TsXor commented 2 years ago

https://github.com/msxie92/ScreenStyle/blob/36211a97831fe03ede758506a1230907f4ff685c/BidirectionalTranslation/models/cycle_ganstft_model.py#L59 and here is the forward method of SVAE: (Yes your copied version BRUH) (disclaimer: "copy" means that he chooses to copy instead of making it a module)

    def forward(self, x, line=None, screen=True, rep=False):
        if screen:
            if line is None:
                line = torch.zeros_like(x)
            else:
                line = torch.sign(line)
                x = torch.clamp(x + (1-line),-1,1)
            gaborfeat = torch.cat([x, line], 1)
            inter = self.enc(gaborfeat)
            scr, logvar = torch.split(inter, (self.inc, self.inc), dim=1)
            if rep:
                return scr
            recons = self.dec(scr)
            return recons, scr, logvar
        else:
            recons = self.dec(x)
            return recons

and this is the original ScreenVAE:

    def forward(self, x, line=None, screen=False, rep=False):
        if line is None:
            line = torch.ones_like(x)
        else:
            line = torch.sign(line)
            x = torch.clamp(x + (1-line),-1,1)
        if not screen:
            input = torch.cat([x, line], 1)
            # input = F.pad(input, (32, 32, 32, 32), mode='constant',value=1)
            inter = self.enc(input)
            scr, logvar = torch.split(inter, (self.outc, self.outc), dim=1)#[:,:,32:-32,32:-32]
            # scr = scr*torch.sign(line+1)
            if rep:
                return scr
            recons = self.dec(scr)
            return recons, scr#, logvar
        else:
            h,w = x.shape[-2:]
            x = self.npad(x)
            recons = self.dec(x)[:,:,:h,:w]
            recons = (recons+1)*(line+1)/2-1
            return torch.clamp(recons,-1,1)

I'm vomiting.

Also I wonder how you know if you are using Encoding mode or Decoding mode while writing these.

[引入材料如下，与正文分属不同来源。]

PR #6517, opened 2024-10-10
[K8S] Fix k8s api exception not converted to their status code dependent specific exception class [1.7.x]

adamdelman:
When creating a k8s secret and getting a conflict, the exception class was not correctly converted to the specific exception class for a conflict.
Also fix and relocate k8s to the correct file

### DIFF
--- a/server/api/utils/singletons/k8s.py
+++ b/server/api/utils/singletons/k8s.py
@@ -615,6 +615,7 @@ class K8sHelper(mlsecrets.SecretProviderInterface):
                 body=k8s_secret,
             )
         except k8s_client_rest.ApiException as exc:
+            exc = k8s_dynamic_exceptions.api_exception(exc)
             # There was a conflict while we tried to create the secret.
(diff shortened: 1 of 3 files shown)


server/api/utils/singletons/k8s.py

TsXor commented 2 years ago

According to the paper, the Discriminator of the Adversarial Loss is also "learnable", so is there any checkpoint of Discriminator available?

TsXor commented 1 year ago

https://github.com/JulianJuaner/MangaScreenTone/blob/c1621ab956d1b309cfc959a3bf88b0a48e0dfbf4/vae/networks1.py Is this that "gabor wavelet"?

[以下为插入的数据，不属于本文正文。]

PR #6526, opened 2024-10-13
[Monitoring] Fix get or create run conflict attempt 2 [1.7.x]

alonmr:
During monitoring runs we try to create a run for an existing pod when we didn't find it by listing runs previously. This is prune to session isolation level errors as it may have been created after the transaction started and therefore we can't read it.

TsXor commented 1 year ago

https://github.com/msxie92/ScreenStyle/blob/36211a97831fe03ede758506a1230907f4ff685c/BidirectionalTranslation/models/networks.py#L1294-L1303 Then why do you name it define_SVAE? You want it to define something else???

TsXor commented 1 year ago

排查了一个小时没法复现BidirectionalTranslation的原因,最后用pdb取中间结果才发现是ScreenVAE生成有误 这说明作者复制完他的ScreenVAE还改了。真他**的**** 又排查了,是我pad的方法有误,应该用replicate,而不是constant 1,坏了,dinner竟是我自己。 但这还是改变不了作者复制完ScreenVAE还改的让人极度血压升高的事实。你知道吗?这两个版本里inc和outc是反过来的!(复制版的outc是原版的inc,反之同理) 是的,他复制了,跟炫耀似的,他还改了。这辈子血压没这么高过。 Python的哲学是不要重复造轮子,作者倒好,造完轮子复制粘贴到别的地方,还改了,还没法看到底都改了啥(改的时候没有git记录,而且全TM给你粘贴到一个文件里,就是有git记录也跟踪不了)

你说能不能跑?能跑。 咋跑?用终端跑。 有没有可以在python这一层调用的方法?没有。 能不能用python调用?能。胶水python为你拿来了subprocess,快说谢谢python。 麻不麻烦?当然麻烦。你要中途存储文件,好让shell脚本能读取路径,还得控制文件删除的时机,防止过早或过晚。 值不值得?你有没有想过,如果这个脚本能通过python import,你完全可以把你的变量直接传过去,把一次读一次写这么一个很慢的IO换成传一个指针?

我现在完全有理由怀疑作者不开放训练源码的原因跟这个一样(虽然这个开放了,而且最后一看写的似乎也没那么烂),写太烂了,作者这个有可能甚至离了自己老板(指导师)那台工作站/服务器上的环境就跑不起来。

TsXor commented 1 year ago

输入:examples中的809_input.png 跑原仓库脚本: input_001_color - 副本 (这些“彩色锯齿”大概率是examples中的line图片以jpg格式存储时产生的jpeg artifact造成的) 跑我fork的脚本: 809_input

用pdb截获我fork的脚本中途生成的screenmap tensor,然后再在原仓库脚本中用rpdb断点,将screenmap替换为上述截获的screenmap: input_001_color

上一条反向注入: 809_input

纠正一下我上面的说法,这俩都有锅,虽然很明显还是ScreenVAE的锅更大。

msxie92 commented 1 year ago

首先,我为这份code给你带来的不便道歉,我也认同这里面仍然存在诸多问题。我并没有从头到尾的学过python,了解它的全部机制,所以会有使用不当的地方。也感谢你提出的这些意见,我会在往后注意。